[What is being asked] Each line of the data holding "retry" should be found and copied.

[Provided records]
PR #2785, opened 2019-04-17
Fix s3transfer version conflict by setting a lower bound to boto3

dannyroberts:
##### SUMMARY
I noticed this was causing a version conflict locally, including on a fresh install.

### DIFF
--- a/requirements.txt
+++ b/requirements.txt
@@ -11,8 +11,8 @@ args==0.1.0               # via clint
 asn1crypto==0.24.0        # via cryptography
 attrs==18.2.0
 bcrypt==3.1.4             # via paramiko
-boto3==1.9.38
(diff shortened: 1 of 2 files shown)


emord:
Can you give more information on how this was causing a versioning conflict? Is there an issue with pip-tools that make upgrade-requirements not resolve dependencies correctly?

dannyroberts:
Offlined with @emord.

Basically the original issue here is that if you run

```
pip install -r requirements.txt
pip install -e .[aws]  # this just installs awscli on top of the other requirements
```
which is what you need to do to use any of the aws-specific functionality, you get the version conflict. Running `make upgrade-requirements` fixes that, but unfortunately my recent attempt to do that causes test failures I haven't gotten to the bottom of, so this PR is taking a more targeted approach.

PR #2821, opened 2019-04-29
Install ufw on bionic

dannyroberts:
##### SUMMARY
Friday when I was adding web4-staging I also had issues with `ufw` giving an opaque error on the first few passes, then I added this and run common_installs.yml and then the `ufw` commands worked. Not sure if it was this change or the re-running of some other part that made the difference, but I don't think this could hurt.


dannyroberts:
FYI @sanjay2916

dannyroberts:
Oops I didn't mean to merge this PR—I'll ask @nickpell to review

PR #2822, opened 2019-04-29
Fix deploy control by adding the host_group_aliases.yml boilerplate

dannyroberts:
##### SUMMARY

I stumbled upon this when I was bootstrapping the new staging control machine this morning

```
cchq staging ansible-playbook deploy_control.yml
```
now proceeds smoothly.

### DIFF
--- a/control/init.sh
+++ b/control/init.sh
@@ -50,7 +50,13 @@ if [ -z ${TRAVIS_TEST} ]; then
     source virtualenvwrapper.sh
     if [ ! -d ~/.virtualenvs/ansible ]; then
         echo "Creating ansible virtualenv..."
-        mkvirtualenv ansible
+        mkvirtualenv ansible --python $(which python2)
+    # If we by mistake are using a py3 env (unsupported), then replace with a py2 env
+    elif ~/.virtualenvs/ansible/bin/python -c 'print ""' 2> /dev/null; [ "$?" -ne "0" ]; then
+        echo "Replacing ansible py3 virtualenv with py2 virtualenv..."
+        deactivate 2> /dev/null || :  # deactivate if in a virtualenv, else ignore error
+        rmvirtualenv ansible
+        mkvirtualenv ansible --python $(which python2)
     else
         workon ansible
     fi
--- a/src/commcare_cloud/ansible/deploy_control.yml
+++ b/src/commcare_cloud/ansible/deploy_control.yml
@@ -1,3 +1,5 @@
+- import_playbook: host_group_aliases.yml
+
 - name: Bootstrap Control
   hosts: "{{ target|default('control') }}"
   become: true


dannyroberts:
FYI @dimagi/team-commcare-hq @sanjay2916 if you ever find yourself needing to bootstrap a new control machine for an environment, you can do that with

```
cchq staging ansible-playbook deploy_control.yml
```

This initializes each user's home directory so that they'll be able to get started with using `commcare-cloud` on that control machine (including through running `cchq --control ...` locally) with no further steps.

As for how this just came up, I noticed this hadn't been run on the new staging control machine, so I couldn't use the new control right away and each new person had to set themselves up on it. I ran it now, so everyone should be able to continue their workflows as if the switchover to a new control machine hadn't happened.

dannyroberts:
Oh, dear. Looks like this set everything up with python3 instead of python2, which won't work yet for commcare-cloud. Looking into it, but for now if you have issues with staging control, this may be why

dannyroberts:
Should be fixed. If you have issues when logging into the control machine and you see any py3-related messages/errors, running `update-code` should be enough to reset your virtualenv and unblock you.

control/init.sh
```diff
@@ -50,7 +50,13 @@ if [ -z ${TRAVIS_TEST} ]; then
     source virtualenvwrapper.sh
     if [ ! -d ~/.virtualenvs/ansible ]; then
         echo "Creating ansible virtualenv..."
-        mkvirtualenv ansible
+        mkvirtualenv ansible --python $(which python2)
+    # If we by mistake are using a py3 env (unsupported), then replace with a py2 env
+    elif ~/.virtualenvs/ansible/bin/python -c 'print ""' 2> /dev/null; [ "$?" -ne "0" ]; then
+        echo "Replacing ansible py3 virtualenv with py2 virtualenv..."
+        deactivate 2> /dev/null || :  # deactivate if in a virtualenv, else ignore error
+        rmvirtualenv ansible
```
millerdev: This is a destructive operation, and this script is usually run automatically on login. This seems like it could cause great inconvenience and confusion if someone has purposefully configured their virtualenv with Python 3. What do you think of displaying a loud warning that things are unlikely to work rather than deleting their virtualenv and automatically setting up a new one?

dannyroberts: Currently a py3 virtualenv doesn't work at all for commcare-cloud, which is why I felt comfortable deleting it. Presumably we will work on this in the future, and at _that_ point, I could see this tripping up whoever's working on setting us up for the switch.

Seeing as I just added this for specific problem we were having where I'd inadvertently set up the new staging control with py3 virtualenvs and needed to reset that, this code's specific reason for existing is kind of over. So yeah I'm happy to replace it with a warning and call it a day.

dannyroberts: https://github.com/dimagi/commcare-cloud/pull/2832

PR #2825, opened 2019-04-30
Update proxy1-india machine size

dannyroberts:
I meant to get this in to the previous PR (https://github.com/dimagi/commcare-cloud/pull/2824)


dannyroberts:
I don't normally do this, but this seems uncontroversial enough that I'm going to just self-merge to keep master in line with what's deployed

PR #2826, opened 2019-04-30
Fix staging inventory template and render it

dannyroberts:
##### SUMMARY

Build wasn't failing when `aws-fill-inventory` fails because of a poorly formatted `inventory.ini.j2`; now it will. I also then fixed the staging inventory template and rendered it.


dannyroberts:
@sanjay2916 FYI

dannyroberts:
The error is on master, so I'm just going to merge this and fix that separately.

PR #2829, opened 2019-04-30
test no read to ucr master

calellowitz:
##### SUMMARY

Test PR to see if stopping reads from the main UCR db affects pillow throughput. I believe this was initially suggested by @snopoke. This was already rolled out for testing after a conversation with @ctsims 
FYI: @emord 

##### ENVIRONMENTS AFFECTED

ICDS

##### ISSUE TYPE

- Change Pull Request


environments/icds-cas/postgresql.yml
```diff
@@ -5,7 +5,6 @@ REPORTING_DATABASES:
   icds-ucr:
     WRITE: icds-ucr
     READ:
-      - [icds-ucr, 1]
```
emord: if all of these standbys are behind, would the dashboard and UCRs not load since there wouldn't be any relevant READ databases? Looks like the "acceptable delay" is 30 min at the moment. Not sure how close we get to that

PR #2831, opened 2019-05-01
Force travis to use Ubuntu trusty (14.04) to fix tests

dannyroberts:
I don't see it in the docs anywhere, but at some point today it looks
like Xenial (16.04) became the default, which started breaking tests.

The build error we've been having all day is:

```
TASK [supervisor : Add Upstart Conf] *******************************************
skipping: [localhost]
TASK [supervisor : Add Systemd Conf] *******************************************
skipping: [localhost]
TASK [supervisor : stop supervisor to pick up configuration changes] ***********
fatal: [localhost]: FAILED! => {"changed": false, "msg": "Could not find the requested service supervisord: host"}
	to retry, use: --limit @/home/travis/build/dimagi/commcare-cloud/src/commcare_cloud/ansible/deploy_stack.retry
```


dannyroberts:
I cancelled the second build. The first build passed! Merging this since currently all builds fail

PR #2832, opened 2019-05-01
Print loud warning instead of auto replacing a py3 virtualenv

dannyroberts:
##### SUMMARY

Since after this we won't auto-replace py3 virtualenvs on the control machine, I ran manual cleanup on staging to remove all py3 envs. (Since I know that they were all created in error, rolled out by mistake and then discovered, while working on https://github.com/dimagi/commcare-cloud/pull/2822.)

To clean up I ran
```
cchq staging run-shell-command control 'ls /home/*/.virtualenvs/ansible/bin/python3 | sed "s|/bin/python3||" | xargs rm -rf' -b
```

and then I also ran

```
cchq staging run-shell-command control 'rm -rf /home/droberts/.virtualenvs/ansible' -b
cchq --control staging ping all
```

just to test the experience, and as I predicted and hoped, the script properly recreates the missing virtualenv with no complaint, so it's a seamless experience.

### DIFF
--- a/control/init.sh
+++ b/control/init.sh
@@ -51,12 +51,18 @@ if [ -z ${TRAVIS_TEST} ]; then
     if [ ! -d ~/.virtualenvs/ansible ]; then
         echo "Creating ansible virtualenv..."
         mkvirtualenv ansible --python $(which python2)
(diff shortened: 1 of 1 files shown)


millerdev:
Thanks

PR #2836, opened 2019-05-02
add per IP rate limit

snopoke:
Adding this to try and combat the retry storm that we get
during peak hours on ICDS

### DIFF
--- a/src/commcare_cloud/ansible/roles/nginx/vars/cas_ssl.yml
+++ b/src/commcare_cloud/ansible/roles/nginx/vars/cas_ssl.yml
@@ -21,6 +21,10 @@ nginx_sites:
       zone: "$server_name"
       size: "10m"
       rate: "200r/s"
+    - name: "clients"
+      zone: "$binary_remote_addr"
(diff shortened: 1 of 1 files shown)


src/commcare_cloud/ansible/roles/nginx/vars/cas_ssl.yml
```diff
@@ -21,6 +21,10 @@ nginx_sites:
       zone: "$server_name"
       size: "10m"
       rate: "200r/s"
+    - name: "clients"
+      zone: "$binary_remote_addr"
```
emord: This will negatively affect trainings if they're on wifi and sharing an IP. We had this before https://github.com/dimagi/commcare-cloud/pull/646 and https://github.com/dimagi/commcare-cloud/pull/663 says we've dropped it because we can't do this.

do we need to clear it with app team/CPMU ?

snopoke: :( thanks for the reminder.

PR #2842, opened 2019-05-07
Add citus{0,1,2}-india to AWS

dannyroberts:
##### SUMMARY

@snopoke told me that citus on india is currently unpopulated, so I'm taking advantage of that replace it with a setup on AWS before there's any data and it becomes harder.


dannyroberts:
@NitigyaS do you know what causes

```
TASK [postgresql_base : Assert postgresql directory shows up in exactly one place] *************************************************************************************************************************
fatal: [10.203.10.74]: FAILED! => {"changed": false, "msg": "postgresl directory must either be /opt/data/postgresql or /var/lib/postgresql (and not both)"}
fatal: [10.203.10.190]: FAILED! => {"changed": false, "msg": "postgresl directory must either be /opt/data/postgresql or /var/lib/postgresql (and not both)"}
fatal: [10.203.10.77]: FAILED! => {"changed": false, "msg": "postgresl directory must either be /opt/data/postgresql or /var/lib/postgresql (and not both)"}
```

I am running just the normal first deploy command

```
cchq india deploy-stack --limit citus0:citus1:citus2 --skip-tags=users --skip-check
```

which is ending with that failure. I see postgresql is installed, and then /opt/data/postgresql is created, right before this check, so it makes sense that both `/var/lib/postgresql` and `/opt/data/postgresql` would be present.

NitigyaS:
@dannyroberts in the Postgresql playbook all the files from `/var/lib/postgresql` are moved to `/opt/data/postgresql` , but than since the home directory of `postgresql` user remains `/var/lib/postgresql` a few file are created there, and it can not be deleted, thus the above assertion fails. It is completely safe in above case to skip this task.

dannyroberts:
@NitigyaS can we make the check more specific so it doesn't fail unless there's really a problem? Do you have any suggestions for how I might do that?

src/commcare_cloud/ansible/roles/citusdb/meta/main.yml
```diff
@@ -3,7 +3,7 @@ dependencies:
   - role: monit
   - role: postgresql_base
     postgresql_version: '11'
-    postgresql_cluster_name: '11/main'
+    postgresql_cluster_name: 'main'
```
dannyroberts: I think this is the reason I was having the issue yesterday @NitigyaS. This was making it test paths like `/opt/data/postgresql/11/11/main/pg_log` instead of `/opt/data/postgresql/11/main/pg_log`

dannyroberts:
Okay @NitigyaS @snopoke I was eventually able to run
```
cchq india deploy-stack --limit citus0:citus1:citus2 --skip-tags=users --skip-check --branch=dmr/aws-india-citus
```
clean from start to finish.

To do that I first had to run

```
cchq india ansible-playbook deploy_citusdb.yml --limit citus0:citus1:citus2 --skip-check --branch=dmr/aws-india-citus --start-at-task='Add Citus apt key'
```
to make sure citus was installed, and then I could start over and run it clean from the beginning. Otherwise postgresql won't start, complaining it can't find the citus extension.

I didn't wade further into reorganizing it to run in the right order, but I wanted to flag that

dannyroberts:
Is there any command I need to run to propagate the inventory changes? I ran `update-config`, but there was no diff. I think other than that, this is good to merge. Once it's merged I'll shut off the other citus machines on softlayer and if that doesn't cause any problems after a few days delete them.

NitigyaS:
Since we have done any changes in `postgresql.yml` . CitusDB was not populated and thus no change in update-config

dannyroberts:
OK @NitigyaS so would you approve me merging this as is then?

PR #2844, opened 2019-05-07
Removing old kafka server from staging and adding systemd config for new kafka server

sanjay2916:


dannyroberts:
Will you remove it from terraform as well?

sanjay2916:
> Will you remove it from terraform as well?

once it is working fine, I will remove from terraform

PR #2845, opened 2019-05-07
add ppa for pango 1.38

calellowitz:
##### SUMMARY

This adds a ppa which includes backports the proper version of pango (1.38) to Ubuntu 14.04 so we can use it while we are in the process of upgrading our VMs. (only 1.36 is available in the main ubuntu repos and 1.38 is required for font selection with weasyprint)

##### ENVIRONMENTS AFFECTED

All
##### ISSUE TYPE

- Bugfix Pull Request

##### COMPONENT NAME

Common Installs updated

@dannyroberts let me know if I did not handle the Ubuntu version part correctly


snopoke:
@calellowitz any reason why this was added to ALL vms and not just commcare vms?

PR #2848, opened 2019-05-07
Revert back to kafka0-staging

dannyroberts:
##### SUMMARY
@sanjay2916 I deployed this because we continued to see errors like https://sentry.io/organizations/dimagi/issues/1004425288/?environment=staging&project=136860&referrer=slack.

If you're able to get things working tomorrow we don't have to merge this PR, I just wanted to document what I did.

### DIFF
--- a/environments/staging/aws-resources.yml
+++ b/environments/staging/aws-resources.yml
@@ -17,7 +17,6 @@ pgproxy1-staging: 10.201.40.187
 pillow1-staging: 10.201.10.103
 proxy1-staging: 10.201.20.21
 proxy1-staging.public_ip: 107.20.83.77
-rabbit0-staging: 10.201.10.73
 rabbit1-staging: 10.201.10.129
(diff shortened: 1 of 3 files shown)


dannyroberts:
@emord said
>  fwiw I don't think we've ever migrate kafka data before. I believe we've always just wiped it and reset the pillow checkpoints for ICDS

I think the command for that is `KafakCheckpoint.objects.update(offset=0)`

sanjay2916:
> @emord said
> 
> > fwiw I don't think we've ever migrate kafka data before. I believe we've always just wiped it and reset the pillow checkpoints for ICDS
> 
> I think the command for that is `KafakCheckpoint.objects.update(offset=0)`

@Danny  Kafka data migrated to the new server and staging site is pointed to the new server.

do we need to remove the Kafka and zookeeper data and set to offset=0?

PR #3649, opened 2020-02-21
Rotate production-s3-key and use for kissmetrics/backups as well

dannyroberts:
##### SUMMARY
This also makes it use a different key from the one india users.

##### ENVIRONMENTS AFFECTED
production


dannyroberts:
Gonna self-merge to not keep production locked

PR #3655, opened 2020-02-24
Update firefighting docs for couch disk full situation

dannyroberts:
##### SUMMARY
Some takeaways from @millerdev's firefighting this morning is that some key elements of what to do in this situation were missing from the docs, so this is an attempt to fill that in.

### DIFF
--- a/docs/firefighting/index.md
+++ b/docs/firefighting/index.md
@@ -121,7 +121,7 @@ $ cchq <env> service commcare stop
 
 ## Couch node is down
 
-If a couch node is down, the couch disk might be full. In that case, see "Couch node data disk is full" below. Otherwise, it could mean that the node is slow to respond, erroring frequently, or that the couch process or VM itself in a stopped state.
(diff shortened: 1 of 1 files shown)


docs/firefighting/index.md
```diff
@@ -121,9 +121,9 @@ $ cchq <env> service commcare stop
 
 ## Couch node is down
 
-If a couch node is down, it could mean that it is either very slow at responding to requests or it has stopped running.
+If a couch node is down, the couch disk might be full. In that case, see "Couch node data disk is full" below. Otherwise, it could mean that the node is slow to respond, erroring frequently, or that the couch process or VM itself in a stopped state.
```
millerdev:
```suggestion
If a couch node is down, the couch disk might be full. In that case, see [Couch node data disk is full](#couch-node-data-disk-is-full) below. Otherwise, it could mean that the node is slow to respond, erroring frequently, or that the couch process or VM itself in a stopped state.
```

PR #3656, opened 2020-02-25
Add ecrypted option on block_device in terraform.yml

dannyroberts:
##### SUMMARY
This will let us eventually use native AWS EBS encryption
instead of ecryptfs for our large data volumes.

Down the road this will enable zero-intervention startup, which is a prerequisite for any kind of automatic scale up and down, whether it's stopping a couple webworkers during trough periods, or actual autoscaling. It also may reduce the cost of our couch snapshot backups.

I spiked this and it appears to work, so I wanted to just get it in the the caveat so I could come back to it when I have time


dannyroberts:
Here's their high level docs on the encrypted EBS volumes: https://docs.aws.amazon.com/AWSEC2/latest/UserGuide/EBSEncryption.html.

They have a key management system where the key is stored separately (with its own access control managed by them) from the data it encrypts.

From a HIPAA perspective it's compliant with the at-rest encryption standard, and from a threat model perspective, anyone (an AWS employee, say) who could exploit having access to the key would also be able to exploit having access to our live machines. Those are the broad strokes that went into thinking about whether using encrypted EBS is acceptable/preferable.

millerdev:
Thanks for the explanation, it makes sense.

PR #3668, opened 2020-02-27
sync_token mapping for proxy server

rohit-dimagi:
##### SUMMARY

* sync_token mapping for proxy server

##### ENVIRONMENTS AFFECTED

* ICDS
##### ISSUE TYPE

- Change Pull Request


src/commcare_cloud/ansible/roles/nginx/vars/cas_ssl.yml
```diff
@@ -61,7 +61,38 @@ nginx_sites:
...
+          value: "$limit_bucket"
+        - key: "default"
+          value: '""'
+    - name: "$synced_old_bucket"
+      variable: "$restore_limit"
+      var_mapping:
+        - key: "1"
+          value: "$limit_bucket"
+        - key: "default"
+          value: '""'
```
snopoke: I think you can reduce this to:

```suggestion
    - name: "$synced_today_bucket"
      variable: "$days_since_last_sync"
      var_mapping:
        - key: "0"
          value: "$limit_bucket"
        - key: "default"
          value: '""'
    - name: "$synced_old_bucket"
      variable: "$days_since_last_sync"
      var_mapping:
        - key: "~[1-9]\d*"  # match number > 0
          value: "$limit_bucket"
        - key: "default"
          value: '""'        
```

src/commcare_cloud/ansible/roles/nginx/vars/cas_ssl.yml
```diff
@@ -61,7 +61,38 @@ nginx_sites:
...
+
    limit_req_zones:
+    - name: "synced_today_bucket"
+      zone: "$restore_limit"
+      size: "10m"
+      rate: "40r/s"
+    - name: "synced_old_bucket"
+      zone: "$restore_limit"
+      rate: "60r/s"  
     - name: "incremental_restore" # Limits restores that are not new device or 412s
```
snopoke: this can be removed completely since both `synced_today_bucket` and `synced_old_bucket` are 'incremental' syncs

src/commcare_cloud/ansible/roles/nginx/vars/cas_ssl.yml
```diff
@@ -160,6 +191,12 @@ nginx_sites:
        proxy_next_upstream_tries: 1
        proxy_read_timeout: 900s
        limit_reqs:
+         - zone_name: "synced_old_bucket"
+           burst: 10
+           nodelay: True
```
snopoke: we can remove the burst and nodelay - they don't serve any purpose for these global limits (only useful for per IP / per user)

src/commcare_cloud/ansible/roles/nginx/vars/cas_ssl.yml
rohit-dimagi: Removed

src/commcare_cloud/ansible/roles/nginx/vars/cas_ssl.yml
rohit-dimagi: updated.

src/commcare_cloud/ansible/roles/nginx/vars/cas_ssl.yml
```diff
@@ -61,11 +61,29 @@ nginx_sites:
         # If the header is not provided, do not rate limit
```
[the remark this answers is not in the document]
rohit-dimagi: Removed.

rohit-dimagi:
> A few more fixes. Also from my understanding with the way we have defined the mappings, the different limits will be applied independently (except for the `overall_restore` limit). This is because we assign and empty string to the key if it doesn't match which should mean that nginx doesn't apply the limit to that request:
> 
> > Requests with an empty key value are not accounted.(https://nginx.org/en/docs/http/ngx_http_limit_req_module.html)
> 
> SO, the limits for the different zones should only apply to that zone so having 40 & 60 will mean that we get 100r/s (assuming both limits get hit). In that case the limits should be lower. My suggestion would be:
> 
>     1. never synced: 10
> 
>     2. old syncs: 10
> 
>     3. synced today: 10
> 
>     4. overall (safety net): 30
> 
> 
> By implementing a new metric to track which rate limit zones are being hit we can adjust these going forward: https://dimagi-dev.atlassian.net/browse/IIO-755

Adjusted the rate value accordingly

src/commcare_cloud/ansible/roles/nginx/vars/cas_ssl.yml
```diff
@@ -54,23 +54,44 @@ nginx_sites:
...
-      variable: "$http_x_commcarehq_lastsynctoken"
-      # If header is provided, rate limit on $limit_bucket
-      default_value: "$global_limit"
-      var_mappings:
-        # If the header is not provided, do not rate limit
-        - key: '""'
+    - name: "$synced_never_bucket"
+      variable: "$days_since_last_sync"
+      var_mapping:
+        - key: ""
```
snopoke:
```suggestion
        - key: '""'
```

[Solution to this task]
	to retry, use: --limit @/home/travis/build/dimagi/commcare-cloud/src/commcare_cloud/ansible/deploy_stack.retry
Adding this to try and combat the retry storm that we get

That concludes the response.